◆ WHAT YOU ARE ASKED TO DO
Output the data below exactly. Leave nothing out.

Dataset entries:
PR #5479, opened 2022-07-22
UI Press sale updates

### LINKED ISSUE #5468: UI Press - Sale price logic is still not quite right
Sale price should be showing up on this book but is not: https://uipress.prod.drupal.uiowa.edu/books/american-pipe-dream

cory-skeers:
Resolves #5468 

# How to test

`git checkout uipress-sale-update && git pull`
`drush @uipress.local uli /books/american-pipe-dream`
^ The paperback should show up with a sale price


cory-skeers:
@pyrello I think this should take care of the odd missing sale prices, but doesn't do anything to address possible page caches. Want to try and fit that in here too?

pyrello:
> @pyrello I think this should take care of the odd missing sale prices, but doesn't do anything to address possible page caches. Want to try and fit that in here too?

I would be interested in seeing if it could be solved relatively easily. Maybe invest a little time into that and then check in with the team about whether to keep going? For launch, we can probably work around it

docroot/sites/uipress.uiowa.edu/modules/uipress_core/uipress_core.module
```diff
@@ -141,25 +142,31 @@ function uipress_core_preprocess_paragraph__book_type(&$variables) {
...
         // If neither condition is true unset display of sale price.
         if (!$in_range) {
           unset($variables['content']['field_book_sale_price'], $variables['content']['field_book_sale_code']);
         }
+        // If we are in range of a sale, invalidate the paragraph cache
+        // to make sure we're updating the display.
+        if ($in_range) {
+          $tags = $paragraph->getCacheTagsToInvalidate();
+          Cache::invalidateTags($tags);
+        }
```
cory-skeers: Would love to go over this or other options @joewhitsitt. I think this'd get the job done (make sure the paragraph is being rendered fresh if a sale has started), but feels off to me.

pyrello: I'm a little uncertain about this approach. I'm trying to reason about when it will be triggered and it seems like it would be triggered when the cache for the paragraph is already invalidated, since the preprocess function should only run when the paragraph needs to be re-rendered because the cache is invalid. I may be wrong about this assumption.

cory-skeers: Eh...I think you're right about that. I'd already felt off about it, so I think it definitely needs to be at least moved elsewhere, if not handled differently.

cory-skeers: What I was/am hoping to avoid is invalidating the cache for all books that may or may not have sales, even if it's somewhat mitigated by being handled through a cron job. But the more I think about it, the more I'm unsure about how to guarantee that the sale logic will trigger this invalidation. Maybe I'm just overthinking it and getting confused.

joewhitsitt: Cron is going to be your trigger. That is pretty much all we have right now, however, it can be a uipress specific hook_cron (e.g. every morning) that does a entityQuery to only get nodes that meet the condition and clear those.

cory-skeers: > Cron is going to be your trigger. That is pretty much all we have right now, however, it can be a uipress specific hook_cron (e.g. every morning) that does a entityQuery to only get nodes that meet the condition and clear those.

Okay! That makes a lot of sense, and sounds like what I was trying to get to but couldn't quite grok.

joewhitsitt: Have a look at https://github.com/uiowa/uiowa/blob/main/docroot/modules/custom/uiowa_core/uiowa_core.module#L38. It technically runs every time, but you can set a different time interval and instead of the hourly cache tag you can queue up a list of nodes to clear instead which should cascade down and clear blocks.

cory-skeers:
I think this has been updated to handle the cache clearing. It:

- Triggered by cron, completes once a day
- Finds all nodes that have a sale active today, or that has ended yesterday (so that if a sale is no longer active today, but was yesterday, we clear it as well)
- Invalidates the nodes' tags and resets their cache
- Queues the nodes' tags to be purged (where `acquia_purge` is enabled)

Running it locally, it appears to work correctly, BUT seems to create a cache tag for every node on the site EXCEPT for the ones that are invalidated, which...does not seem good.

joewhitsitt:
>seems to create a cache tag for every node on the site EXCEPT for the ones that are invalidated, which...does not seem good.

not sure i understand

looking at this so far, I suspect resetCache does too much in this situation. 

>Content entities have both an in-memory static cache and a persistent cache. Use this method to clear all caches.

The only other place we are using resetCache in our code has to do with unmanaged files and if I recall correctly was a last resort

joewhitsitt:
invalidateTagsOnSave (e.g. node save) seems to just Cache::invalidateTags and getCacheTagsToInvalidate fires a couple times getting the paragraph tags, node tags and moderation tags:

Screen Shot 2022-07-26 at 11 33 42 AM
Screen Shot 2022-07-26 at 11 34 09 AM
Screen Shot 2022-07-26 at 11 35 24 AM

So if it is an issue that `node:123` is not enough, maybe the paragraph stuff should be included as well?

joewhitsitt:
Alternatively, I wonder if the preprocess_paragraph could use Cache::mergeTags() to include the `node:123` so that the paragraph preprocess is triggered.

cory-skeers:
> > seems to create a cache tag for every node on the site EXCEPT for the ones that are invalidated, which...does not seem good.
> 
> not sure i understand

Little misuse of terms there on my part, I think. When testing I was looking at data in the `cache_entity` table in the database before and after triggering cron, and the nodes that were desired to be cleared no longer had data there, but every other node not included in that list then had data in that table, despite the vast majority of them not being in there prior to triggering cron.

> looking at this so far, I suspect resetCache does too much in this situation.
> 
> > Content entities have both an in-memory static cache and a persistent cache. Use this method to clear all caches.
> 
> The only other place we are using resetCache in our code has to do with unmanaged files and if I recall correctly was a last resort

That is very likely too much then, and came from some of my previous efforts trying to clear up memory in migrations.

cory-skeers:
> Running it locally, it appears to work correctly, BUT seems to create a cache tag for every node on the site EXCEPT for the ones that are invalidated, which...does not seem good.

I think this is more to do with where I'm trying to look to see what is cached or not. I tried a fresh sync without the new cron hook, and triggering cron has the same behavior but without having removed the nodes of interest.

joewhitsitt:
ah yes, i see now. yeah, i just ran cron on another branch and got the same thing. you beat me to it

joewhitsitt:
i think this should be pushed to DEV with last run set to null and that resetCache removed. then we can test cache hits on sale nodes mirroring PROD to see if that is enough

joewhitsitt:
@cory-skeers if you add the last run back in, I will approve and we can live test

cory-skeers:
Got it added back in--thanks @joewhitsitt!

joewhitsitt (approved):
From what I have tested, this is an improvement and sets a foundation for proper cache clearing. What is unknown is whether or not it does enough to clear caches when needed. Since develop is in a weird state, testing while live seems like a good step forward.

◆ EXPECTED ANSWER
PR #5479, opened 2022-07-22
UI Press sale updates

### LINKED ISSUE #5468: UI Press - Sale price logic is still not quite right
Sale price should be showing up on this book but is not: https://uipress.prod.drupal.uiowa.edu/books/american-pipe-dream

cory-skeers:
Resolves #5468 

# How to test

`git checkout uipress-sale-update && git pull`
`drush @uipress.local uli /books/american-pipe-dream`
^ The paperback should show up with a sale price


cory-skeers:
@pyrello I think this should take care of the odd missing sale prices, but doesn't do anything to address possible page caches. Want to try and fit that in here too?

pyrello:
> @pyrello I think this should take care of the odd missing sale prices, but doesn't do anything to address possible page caches. Want to try and fit that in here too?

I would be interested in seeing if it could be solved relatively easily. Maybe invest a little time into that and then check in with the team about whether to keep going? For launch, we can probably work around it

docroot/sites/uipress.uiowa.edu/modules/uipress_core/uipress_core.module
```diff
@@ -141,25 +142,31 @@ function uipress_core_preprocess_paragraph__book_type(&$variables) {
...
         // If neither condition is true unset display of sale price.
         if (!$in_range) {
           unset($variables['content']['field_book_sale_price'], $variables['content']['field_book_sale_code']);
         }
+        // If we are in range of a sale, invalidate the paragraph cache
+        // to make sure we're updating the display.
+        if ($in_range) {
+          $tags = $paragraph->getCacheTagsToInvalidate();
+          Cache::invalidateTags($tags);
+        }
```
cory-skeers: Would love to go over this or other options @joewhitsitt. I think this'd get the job done (make sure the paragraph is being rendered fresh if a sale has started), but feels off to me.

pyrello: I'm a little uncertain about this approach. I'm trying to reason about when it will be triggered and it seems like it would be triggered when the cache for the paragraph is already invalidated, since the preprocess function should only run when the paragraph needs to be re-rendered because the cache is invalid. I may be wrong about this assumption.

cory-skeers: Eh...I think you're right about that. I'd already felt off about it, so I think it definitely needs to be at least moved elsewhere, if not handled differently.

cory-skeers: What I was/am hoping to avoid is invalidating the cache for all books that may or may not have sales, even if it's somewhat mitigated by being handled through a cron job. But the more I think about it, the more I'm unsure about how to guarantee that the sale logic will trigger this invalidation. Maybe I'm just overthinking it and getting confused.

joewhitsitt: Cron is going to be your trigger. That is pretty much all we have right now, however, it can be a uipress specific hook_cron (e.g. every morning) that does a entityQuery to only get nodes that meet the condition and clear those.

cory-skeers: > Cron is going to be your trigger. That is pretty much all we have right now, however, it can be a uipress specific hook_cron (e.g. every morning) that does a entityQuery to only get nodes that meet the condition and clear those.

Okay! That makes a lot of sense, and sounds like what I was trying to get to but couldn't quite grok.

joewhitsitt: Have a look at https://github.com/uiowa/uiowa/blob/main/docroot/modules/custom/uiowa_core/uiowa_core.module#L38. It technically runs every time, but you can set a different time interval and instead of the hourly cache tag you can queue up a list of nodes to clear instead which should cascade down and clear blocks.

cory-skeers:
I think this has been updated to handle the cache clearing. It:

- Triggered by cron, completes once a day
- Finds all nodes that have a sale active today, or that has ended yesterday (so that if a sale is no longer active today, but was yesterday, we clear it as well)
- Invalidates the nodes' tags and resets their cache
- Queues the nodes' tags to be purged (where `acquia_purge` is enabled)

Running it locally, it appears to work correctly, BUT seems to create a cache tag for every node on the site EXCEPT for the ones that are invalidated, which...does not seem good.

joewhitsitt:
>seems to create a cache tag for every node on the site EXCEPT for the ones that are invalidated, which...does not seem good.

not sure i understand

looking at this so far, I suspect resetCache does too much in this situation. 

>Content entities have both an in-memory static cache and a persistent cache. Use this method to clear all caches.

The only other place we are using resetCache in our code has to do with unmanaged files and if I recall correctly was a last resort

joewhitsitt:
invalidateTagsOnSave (e.g. node save) seems to just Cache::invalidateTags and getCacheTagsToInvalidate fires a couple times getting the paragraph tags, node tags and moderation tags:

Screen Shot 2022-07-26 at 11 33 42 AM
Screen Shot 2022-07-26 at 11 34 09 AM
Screen Shot 2022-07-26 at 11 35 24 AM

So if it is an issue that `node:123` is not enough, maybe the paragraph stuff should be included as well?

joewhitsitt:
Alternatively, I wonder if the preprocess_paragraph could use Cache::mergeTags() to include the `node:123` so that the paragraph preprocess is triggered.

cory-skeers:
> > seems to create a cache tag for every node on the site EXCEPT for the ones that are invalidated, which...does not seem good.
> 
> not sure i understand

Little misuse of terms there on my part, I think. When testing I was looking at data in the `cache_entity` table in the database before and after triggering cron, and the nodes that were desired to be cleared no longer had data there, but every other node not included in that list then had data in that table, despite the vast majority of them not being in there prior to triggering cron.

> looking at this so far, I suspect resetCache does too much in this situation.
> 
> > Content entities have both an in-memory static cache and a persistent cache. Use this method to clear all caches.
> 
> The only other place we are using resetCache in our code has to do with unmanaged files and if I recall correctly was a last resort

That is very likely too much then, and came from some of my previous efforts trying to clear up memory in migrations.

cory-skeers:
> Running it locally, it appears to work correctly, BUT seems to create a cache tag for every node on the site EXCEPT for the ones that are invalidated, which...does not seem good.

I think this is more to do with where I'm trying to look to see what is cached or not. I tried a fresh sync without the new cron hook, and triggering cron has the same behavior but without having removed the nodes of interest.

joewhitsitt:
ah yes, i see now. yeah, i just ran cron on another branch and got the same thing. you beat me to it

joewhitsitt:
i think this should be pushed to DEV with last run set to null and that resetCache removed. then we can test cache hits on sale nodes mirroring PROD to see if that is enough

joewhitsitt:
@cory-skeers if you add the last run back in, I will approve and we can live test

cory-skeers:
Got it added back in--thanks @joewhitsitt!

joewhitsitt (approved):
From what I have tested, this is an improvement and sets a foundation for proper cache clearing. What is unknown is whether or not it does enough to clear caches when needed. Since develop is in a weird state, testing while live seems like a good step forward.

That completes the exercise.